[DATA EXTRACT — start]

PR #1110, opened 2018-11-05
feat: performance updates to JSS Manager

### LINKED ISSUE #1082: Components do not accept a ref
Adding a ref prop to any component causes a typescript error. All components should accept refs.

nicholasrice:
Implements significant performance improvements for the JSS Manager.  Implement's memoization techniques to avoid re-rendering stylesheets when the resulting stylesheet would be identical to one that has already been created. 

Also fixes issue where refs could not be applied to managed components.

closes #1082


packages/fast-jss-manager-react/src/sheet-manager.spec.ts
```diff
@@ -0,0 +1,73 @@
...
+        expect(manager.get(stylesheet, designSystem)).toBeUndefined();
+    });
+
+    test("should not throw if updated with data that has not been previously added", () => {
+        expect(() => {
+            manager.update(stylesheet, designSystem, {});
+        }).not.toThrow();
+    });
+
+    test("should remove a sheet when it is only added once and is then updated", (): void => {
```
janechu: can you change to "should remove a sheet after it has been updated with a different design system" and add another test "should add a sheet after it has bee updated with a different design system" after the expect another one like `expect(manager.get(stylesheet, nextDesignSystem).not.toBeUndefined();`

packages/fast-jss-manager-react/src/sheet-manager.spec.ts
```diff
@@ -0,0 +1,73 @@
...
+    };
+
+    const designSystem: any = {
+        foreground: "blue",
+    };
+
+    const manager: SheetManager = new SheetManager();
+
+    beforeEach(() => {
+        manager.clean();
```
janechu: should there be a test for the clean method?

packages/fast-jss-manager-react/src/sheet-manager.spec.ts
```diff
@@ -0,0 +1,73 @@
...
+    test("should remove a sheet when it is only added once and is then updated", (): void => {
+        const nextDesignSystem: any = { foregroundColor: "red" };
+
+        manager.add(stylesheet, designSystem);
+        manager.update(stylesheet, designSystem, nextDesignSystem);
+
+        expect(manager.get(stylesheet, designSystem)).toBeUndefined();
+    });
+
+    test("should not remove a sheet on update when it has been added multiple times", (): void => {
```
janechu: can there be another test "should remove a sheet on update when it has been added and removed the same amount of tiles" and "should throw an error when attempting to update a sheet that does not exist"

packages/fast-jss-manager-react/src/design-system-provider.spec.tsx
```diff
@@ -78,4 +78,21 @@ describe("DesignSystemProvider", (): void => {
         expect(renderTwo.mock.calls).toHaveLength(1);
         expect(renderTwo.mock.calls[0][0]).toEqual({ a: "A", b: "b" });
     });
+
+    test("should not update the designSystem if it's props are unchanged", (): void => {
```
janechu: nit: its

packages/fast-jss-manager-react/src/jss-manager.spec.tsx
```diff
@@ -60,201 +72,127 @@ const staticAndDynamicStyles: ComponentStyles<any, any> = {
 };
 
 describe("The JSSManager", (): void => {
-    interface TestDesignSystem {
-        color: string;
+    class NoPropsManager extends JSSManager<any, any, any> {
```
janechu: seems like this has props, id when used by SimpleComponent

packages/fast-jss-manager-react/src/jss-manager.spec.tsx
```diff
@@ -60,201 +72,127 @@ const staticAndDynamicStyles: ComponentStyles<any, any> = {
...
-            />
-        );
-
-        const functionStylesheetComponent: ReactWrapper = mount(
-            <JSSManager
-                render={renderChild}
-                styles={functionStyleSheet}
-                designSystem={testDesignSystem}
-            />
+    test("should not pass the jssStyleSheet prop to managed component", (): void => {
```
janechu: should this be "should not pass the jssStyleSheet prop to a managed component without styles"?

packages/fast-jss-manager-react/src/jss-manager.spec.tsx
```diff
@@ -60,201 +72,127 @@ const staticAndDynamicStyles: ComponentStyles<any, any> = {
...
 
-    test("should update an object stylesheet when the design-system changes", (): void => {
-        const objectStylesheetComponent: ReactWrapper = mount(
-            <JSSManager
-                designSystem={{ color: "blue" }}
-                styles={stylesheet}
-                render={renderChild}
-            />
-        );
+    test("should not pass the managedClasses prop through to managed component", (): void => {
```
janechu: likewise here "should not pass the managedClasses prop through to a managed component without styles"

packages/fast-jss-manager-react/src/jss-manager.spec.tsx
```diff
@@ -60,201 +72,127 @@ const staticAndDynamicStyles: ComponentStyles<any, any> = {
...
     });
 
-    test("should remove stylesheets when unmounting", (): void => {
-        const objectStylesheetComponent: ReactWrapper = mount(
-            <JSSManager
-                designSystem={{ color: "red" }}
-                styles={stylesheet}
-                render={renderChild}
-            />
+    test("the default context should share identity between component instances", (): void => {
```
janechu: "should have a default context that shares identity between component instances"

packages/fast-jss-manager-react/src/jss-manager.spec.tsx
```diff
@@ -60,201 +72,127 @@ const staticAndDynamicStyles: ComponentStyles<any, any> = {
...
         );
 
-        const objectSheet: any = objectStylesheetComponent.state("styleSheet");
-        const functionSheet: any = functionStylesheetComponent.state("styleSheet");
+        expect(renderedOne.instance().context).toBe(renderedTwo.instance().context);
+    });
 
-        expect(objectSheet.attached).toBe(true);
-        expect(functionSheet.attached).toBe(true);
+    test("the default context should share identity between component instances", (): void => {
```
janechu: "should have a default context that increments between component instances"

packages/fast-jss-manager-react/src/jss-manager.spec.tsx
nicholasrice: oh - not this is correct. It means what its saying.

[DATA EXTRACT — finish]

| DIRECTIONS |
Locate the lines above that contain "performance" and copy them.

| RESULT |
feat: performance updates to JSS Manager
Implements significant performance improvements for the JSS Manager.  Implement's memoization techniques to avoid re-rendering stylesheets when the resulting stylesheet would be identical to one that has already been created. 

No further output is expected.